**Exercise materials:**

PR #1373, opened 2024-03-13
ExecutableContainerJob: store command line output in job.output

jan-janssen:
Previously, the output of the command line was only stored in the `error.out` file, now it is also directly stored in the datacontainer of the job output: `job.output.command_line`

### DIFF
--- a/pyiron_base/jobs/flex/executablecontainer.py
+++ b/pyiron_base/jobs/flex/executablecontainer.py
@@ -79,6 +79,9 @@ class ExecutableContainerJob(TemplateJob):
                 working_directory=self.working_directory,
             )
 
+    def run_static(self):
+        self.storage.output.command_line = super().run_static()
+
     def collect_output(self):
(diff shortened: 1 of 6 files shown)


pyiron_base/jobs/flex/executablecontainer.py
```diff
@@ -79,6 +79,9 @@ def write_input(self):
                 working_directory=self.working_directory,
             )
 
+    def run_static(self):
+        self.storage.output.command_line = super().run_static()
```
pmrv: I would call this `stdout` or something like this, because when I read `command_line` I'd expect the command that was run, otherwise looks good to me.

pmrv (approved):

pyiron_base/jobs/flex/executablecontainer.py
jan-janssen: I like the suggestion and renamed `command_line` to `stdout`.

PR #1375, opened 2024-03-15
raise exception on failed delete from database

XzzX:


XzzX:
The exception is also raised if the job does not exist. Do we want to handle this separately?

jan-janssen:
@XzzX Can you add a unit test for this functionality? We already have a test for deleting jobs:
https://github.com/pyiron/pyiron_base/blob/main/tests/database/test_database_access.py#L184
So it would be great to add a test to delete a job that does not exist.

XzzX:
> @XzzX Can you add a unit test for this functionality? We already have a test for deleting jobs: https://github.com/pyiron/pyiron_base/blob/main/tests/database/test_database_access.py#L184 So it would be great to add a test to delete a job that does not exist.

You are already testing this, aren't you? There is a normal delete and a raise exception delete... I am confused. In my notebook there is no exception fired.

jan-janssen:
@XzzX the current test only covers the regular delete and trying to submit the job ID as list which is not supported. There is currently no test to delete a job which no longer exists:
```python
def test_delete_item(self):
        """
        Tests delete_item function
        Returns:
        """
        par_dict = self.add_items("BO")
        key = par_dict["id"]
        self.database.delete_item(key)
        self.assertRaises(
            Exception, self.database.delete_item, [key]
        )  # use only str or int
        # self.assertRaises(Exception, self.database.get_item_by_id, key)  # ensure item does not exist anymore
```

XzzX:
> @XzzX the current test only covers the regular delete and trying to submit the job ID as list which is not supported. There is currently no test to delete a job which no longer exists:
> 
> ```python
> def test_delete_item(self):
>         """
>         Tests delete_item function
>         Returns:
>         """
>         par_dict = self.add_items("BO")
>         key = par_dict["id"]
>         self.database.delete_item(key)
>         self.assertRaises(
>             Exception, self.database.delete_item, [key]
>         )  # use only str or int
>         # self.assertRaises(Exception, self.database.get_item_by_id, key)  # ensure item does not exist anymore
> ```

Aaaah, you are checking for a type error. Now also the comment makes sense. Ok, got it.

jan-janssen (approved):
Looks good to me

PR #1376, opened 2024-03-15
warn if job could not be deleted

XzzX:
Since debug messages are not printed by default I think this should be a warning. In particular since it resolves exceptions.


jan-janssen (approved):
Looks good to me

**Work request:**
Check each line of the entries for the word "regular". State how many lines hold it, and write nothing else.

**Task output:**
2